#### Try it
In the records that follow, locate every line with "still" and extract it.

#### Entries shown
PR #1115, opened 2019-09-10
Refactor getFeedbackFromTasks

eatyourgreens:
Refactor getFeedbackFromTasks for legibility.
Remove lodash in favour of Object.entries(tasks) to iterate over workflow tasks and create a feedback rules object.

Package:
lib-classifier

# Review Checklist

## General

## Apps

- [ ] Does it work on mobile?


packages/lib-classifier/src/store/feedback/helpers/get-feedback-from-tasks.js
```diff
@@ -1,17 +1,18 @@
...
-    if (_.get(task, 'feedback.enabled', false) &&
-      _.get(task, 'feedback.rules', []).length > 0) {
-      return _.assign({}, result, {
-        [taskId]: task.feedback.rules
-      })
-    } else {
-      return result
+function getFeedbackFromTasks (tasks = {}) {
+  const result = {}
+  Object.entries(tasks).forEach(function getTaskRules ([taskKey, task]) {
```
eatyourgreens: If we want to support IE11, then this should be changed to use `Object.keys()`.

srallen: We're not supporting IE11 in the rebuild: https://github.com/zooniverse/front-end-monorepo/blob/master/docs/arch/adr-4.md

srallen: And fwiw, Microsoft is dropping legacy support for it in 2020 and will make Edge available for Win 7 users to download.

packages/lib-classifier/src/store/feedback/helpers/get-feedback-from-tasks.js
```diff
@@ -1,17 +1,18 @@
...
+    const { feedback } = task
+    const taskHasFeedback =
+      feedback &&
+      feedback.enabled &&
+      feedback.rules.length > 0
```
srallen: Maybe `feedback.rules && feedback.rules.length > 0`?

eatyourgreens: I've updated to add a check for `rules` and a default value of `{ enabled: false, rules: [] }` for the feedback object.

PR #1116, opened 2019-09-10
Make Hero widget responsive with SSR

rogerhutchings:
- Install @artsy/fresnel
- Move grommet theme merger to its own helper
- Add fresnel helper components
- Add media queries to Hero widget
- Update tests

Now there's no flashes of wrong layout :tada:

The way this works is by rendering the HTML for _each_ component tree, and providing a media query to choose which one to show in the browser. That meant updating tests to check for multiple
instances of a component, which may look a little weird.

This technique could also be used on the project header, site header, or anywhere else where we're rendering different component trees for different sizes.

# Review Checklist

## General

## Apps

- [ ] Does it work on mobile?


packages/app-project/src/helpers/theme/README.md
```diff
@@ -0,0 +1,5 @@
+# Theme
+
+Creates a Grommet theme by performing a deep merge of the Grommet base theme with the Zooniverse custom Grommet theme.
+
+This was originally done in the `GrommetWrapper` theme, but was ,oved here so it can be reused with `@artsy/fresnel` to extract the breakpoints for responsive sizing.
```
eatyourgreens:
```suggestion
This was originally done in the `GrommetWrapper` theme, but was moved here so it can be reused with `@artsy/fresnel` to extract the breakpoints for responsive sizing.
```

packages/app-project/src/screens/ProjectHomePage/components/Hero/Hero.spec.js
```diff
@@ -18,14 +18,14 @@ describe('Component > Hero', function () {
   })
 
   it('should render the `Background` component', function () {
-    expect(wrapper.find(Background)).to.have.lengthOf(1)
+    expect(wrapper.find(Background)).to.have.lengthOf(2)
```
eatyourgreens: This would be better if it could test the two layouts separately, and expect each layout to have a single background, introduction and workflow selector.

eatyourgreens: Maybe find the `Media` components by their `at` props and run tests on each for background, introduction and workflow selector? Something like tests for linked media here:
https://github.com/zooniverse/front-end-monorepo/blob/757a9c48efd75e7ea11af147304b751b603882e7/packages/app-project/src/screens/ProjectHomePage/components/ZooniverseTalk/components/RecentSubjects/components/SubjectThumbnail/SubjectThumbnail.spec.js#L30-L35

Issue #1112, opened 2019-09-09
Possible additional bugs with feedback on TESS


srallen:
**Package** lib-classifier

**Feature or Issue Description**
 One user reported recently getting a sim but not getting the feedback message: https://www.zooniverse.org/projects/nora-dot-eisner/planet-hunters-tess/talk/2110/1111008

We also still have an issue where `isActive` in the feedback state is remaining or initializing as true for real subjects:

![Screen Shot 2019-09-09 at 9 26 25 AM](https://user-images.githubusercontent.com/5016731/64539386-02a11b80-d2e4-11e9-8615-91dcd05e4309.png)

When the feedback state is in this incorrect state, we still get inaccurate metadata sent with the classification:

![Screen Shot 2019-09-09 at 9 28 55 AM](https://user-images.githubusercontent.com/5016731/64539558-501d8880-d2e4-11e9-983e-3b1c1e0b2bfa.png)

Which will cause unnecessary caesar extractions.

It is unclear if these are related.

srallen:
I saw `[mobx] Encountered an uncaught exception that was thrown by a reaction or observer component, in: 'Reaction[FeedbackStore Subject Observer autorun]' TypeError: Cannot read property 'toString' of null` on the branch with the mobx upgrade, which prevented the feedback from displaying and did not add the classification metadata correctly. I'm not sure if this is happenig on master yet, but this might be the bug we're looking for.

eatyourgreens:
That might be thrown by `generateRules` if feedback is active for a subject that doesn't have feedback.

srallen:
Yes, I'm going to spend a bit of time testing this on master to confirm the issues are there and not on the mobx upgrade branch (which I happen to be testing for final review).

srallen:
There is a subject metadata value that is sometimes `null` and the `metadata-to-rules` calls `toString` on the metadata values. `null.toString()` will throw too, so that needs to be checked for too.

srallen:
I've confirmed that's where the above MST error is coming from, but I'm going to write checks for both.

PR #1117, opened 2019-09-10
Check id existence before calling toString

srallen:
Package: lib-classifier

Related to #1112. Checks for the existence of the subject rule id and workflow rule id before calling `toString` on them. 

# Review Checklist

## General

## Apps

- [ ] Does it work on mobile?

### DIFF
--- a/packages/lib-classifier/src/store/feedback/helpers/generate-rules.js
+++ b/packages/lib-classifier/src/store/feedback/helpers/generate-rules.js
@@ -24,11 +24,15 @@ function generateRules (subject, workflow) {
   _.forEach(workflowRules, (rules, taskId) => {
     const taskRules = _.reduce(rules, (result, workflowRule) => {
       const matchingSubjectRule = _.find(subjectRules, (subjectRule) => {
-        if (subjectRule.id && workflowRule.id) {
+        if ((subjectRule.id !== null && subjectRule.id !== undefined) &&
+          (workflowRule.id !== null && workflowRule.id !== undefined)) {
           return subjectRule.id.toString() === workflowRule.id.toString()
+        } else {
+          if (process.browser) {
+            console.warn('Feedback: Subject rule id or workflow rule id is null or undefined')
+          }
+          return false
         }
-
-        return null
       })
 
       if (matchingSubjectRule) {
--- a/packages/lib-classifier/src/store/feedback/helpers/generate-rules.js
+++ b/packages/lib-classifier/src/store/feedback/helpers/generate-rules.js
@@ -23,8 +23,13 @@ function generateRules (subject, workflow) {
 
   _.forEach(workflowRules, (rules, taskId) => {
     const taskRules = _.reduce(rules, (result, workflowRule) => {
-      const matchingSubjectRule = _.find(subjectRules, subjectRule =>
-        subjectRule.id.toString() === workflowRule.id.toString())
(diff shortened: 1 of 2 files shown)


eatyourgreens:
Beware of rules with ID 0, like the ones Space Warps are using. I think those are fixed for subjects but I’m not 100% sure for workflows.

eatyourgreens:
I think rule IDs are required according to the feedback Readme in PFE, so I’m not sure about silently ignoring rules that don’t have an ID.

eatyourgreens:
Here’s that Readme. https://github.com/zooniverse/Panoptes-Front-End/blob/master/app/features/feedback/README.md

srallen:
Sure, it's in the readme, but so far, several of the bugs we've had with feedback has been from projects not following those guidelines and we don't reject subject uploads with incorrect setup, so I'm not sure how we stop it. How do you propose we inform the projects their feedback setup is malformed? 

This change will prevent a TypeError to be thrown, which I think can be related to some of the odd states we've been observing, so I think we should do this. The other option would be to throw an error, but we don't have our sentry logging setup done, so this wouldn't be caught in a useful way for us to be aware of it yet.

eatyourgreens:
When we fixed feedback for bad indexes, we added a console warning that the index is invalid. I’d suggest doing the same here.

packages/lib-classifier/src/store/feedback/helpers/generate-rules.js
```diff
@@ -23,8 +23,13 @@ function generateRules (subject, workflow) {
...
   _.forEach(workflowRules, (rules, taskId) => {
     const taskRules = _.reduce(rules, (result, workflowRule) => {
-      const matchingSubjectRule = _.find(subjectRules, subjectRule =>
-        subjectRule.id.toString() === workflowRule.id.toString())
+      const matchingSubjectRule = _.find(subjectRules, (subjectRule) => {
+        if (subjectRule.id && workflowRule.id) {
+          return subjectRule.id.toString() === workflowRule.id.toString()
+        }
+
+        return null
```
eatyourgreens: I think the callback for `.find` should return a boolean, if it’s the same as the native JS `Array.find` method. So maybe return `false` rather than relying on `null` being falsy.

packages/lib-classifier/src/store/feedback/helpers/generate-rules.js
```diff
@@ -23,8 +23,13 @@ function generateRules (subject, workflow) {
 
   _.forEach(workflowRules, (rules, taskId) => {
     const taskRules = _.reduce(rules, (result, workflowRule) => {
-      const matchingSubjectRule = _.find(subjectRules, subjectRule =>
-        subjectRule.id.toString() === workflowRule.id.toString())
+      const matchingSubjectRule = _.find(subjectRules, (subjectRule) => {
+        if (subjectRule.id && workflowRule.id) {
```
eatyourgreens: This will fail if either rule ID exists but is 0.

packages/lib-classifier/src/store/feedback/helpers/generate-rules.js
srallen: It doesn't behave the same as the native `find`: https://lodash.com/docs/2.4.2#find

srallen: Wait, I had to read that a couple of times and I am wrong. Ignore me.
==
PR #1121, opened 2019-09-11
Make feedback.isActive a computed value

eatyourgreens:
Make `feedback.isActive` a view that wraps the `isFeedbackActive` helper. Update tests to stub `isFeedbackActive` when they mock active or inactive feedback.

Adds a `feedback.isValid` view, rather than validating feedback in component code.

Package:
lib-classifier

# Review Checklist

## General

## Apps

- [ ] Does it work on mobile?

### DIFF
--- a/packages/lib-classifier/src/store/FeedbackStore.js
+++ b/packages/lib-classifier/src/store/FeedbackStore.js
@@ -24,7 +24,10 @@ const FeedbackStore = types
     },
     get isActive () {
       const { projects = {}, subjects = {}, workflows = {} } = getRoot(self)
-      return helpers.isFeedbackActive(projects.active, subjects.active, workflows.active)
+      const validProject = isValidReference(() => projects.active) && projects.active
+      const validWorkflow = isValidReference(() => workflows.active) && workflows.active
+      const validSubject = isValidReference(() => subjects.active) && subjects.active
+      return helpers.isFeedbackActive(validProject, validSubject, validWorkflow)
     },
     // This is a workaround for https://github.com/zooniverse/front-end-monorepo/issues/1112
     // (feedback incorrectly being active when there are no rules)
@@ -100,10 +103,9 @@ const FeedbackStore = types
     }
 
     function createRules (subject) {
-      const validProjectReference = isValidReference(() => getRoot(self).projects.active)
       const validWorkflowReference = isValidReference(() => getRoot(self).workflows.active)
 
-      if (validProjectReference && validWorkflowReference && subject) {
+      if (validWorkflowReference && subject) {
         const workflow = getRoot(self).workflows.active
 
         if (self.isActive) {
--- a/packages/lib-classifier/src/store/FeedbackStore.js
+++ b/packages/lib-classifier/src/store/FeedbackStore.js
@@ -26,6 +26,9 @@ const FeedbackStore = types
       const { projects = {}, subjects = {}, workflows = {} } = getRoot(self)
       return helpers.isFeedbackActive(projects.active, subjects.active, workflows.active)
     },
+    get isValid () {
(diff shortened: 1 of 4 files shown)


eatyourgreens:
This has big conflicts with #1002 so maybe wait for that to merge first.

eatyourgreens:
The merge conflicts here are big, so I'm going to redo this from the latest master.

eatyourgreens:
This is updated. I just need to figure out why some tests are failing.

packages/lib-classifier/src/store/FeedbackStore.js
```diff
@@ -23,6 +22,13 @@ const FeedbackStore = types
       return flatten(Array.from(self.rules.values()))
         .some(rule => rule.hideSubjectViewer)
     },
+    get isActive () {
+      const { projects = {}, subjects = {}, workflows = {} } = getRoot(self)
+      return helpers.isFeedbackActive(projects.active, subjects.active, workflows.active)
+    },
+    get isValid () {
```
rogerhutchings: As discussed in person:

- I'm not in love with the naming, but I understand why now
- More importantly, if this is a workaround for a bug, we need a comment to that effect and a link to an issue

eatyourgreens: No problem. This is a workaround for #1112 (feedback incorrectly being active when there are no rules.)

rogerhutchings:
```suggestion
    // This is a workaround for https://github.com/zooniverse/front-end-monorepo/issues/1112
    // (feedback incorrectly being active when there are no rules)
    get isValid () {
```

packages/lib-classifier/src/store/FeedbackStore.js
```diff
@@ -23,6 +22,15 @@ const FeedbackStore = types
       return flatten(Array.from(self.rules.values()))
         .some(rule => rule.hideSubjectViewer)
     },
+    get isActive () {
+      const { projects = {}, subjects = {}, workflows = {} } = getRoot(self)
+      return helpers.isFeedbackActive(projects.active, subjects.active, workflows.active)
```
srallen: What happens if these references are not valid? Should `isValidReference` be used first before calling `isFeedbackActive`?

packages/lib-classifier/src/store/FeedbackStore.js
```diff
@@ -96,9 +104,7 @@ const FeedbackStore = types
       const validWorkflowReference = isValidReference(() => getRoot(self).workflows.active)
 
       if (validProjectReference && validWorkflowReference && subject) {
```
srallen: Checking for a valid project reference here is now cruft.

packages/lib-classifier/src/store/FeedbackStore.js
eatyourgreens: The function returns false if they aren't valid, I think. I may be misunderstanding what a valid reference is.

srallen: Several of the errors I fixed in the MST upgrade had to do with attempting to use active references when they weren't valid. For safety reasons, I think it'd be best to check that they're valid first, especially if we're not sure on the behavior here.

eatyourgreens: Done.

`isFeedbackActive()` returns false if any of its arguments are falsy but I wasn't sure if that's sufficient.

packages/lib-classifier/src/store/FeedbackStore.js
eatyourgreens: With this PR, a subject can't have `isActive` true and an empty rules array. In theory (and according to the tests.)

#### Answer to this exercise
We also still have an issue where `isActive` in the feedback state is remaining or initializing as true for real subjects:
When the feedback state is in this incorrect state, we still get inaccurate metadata sent with the classification:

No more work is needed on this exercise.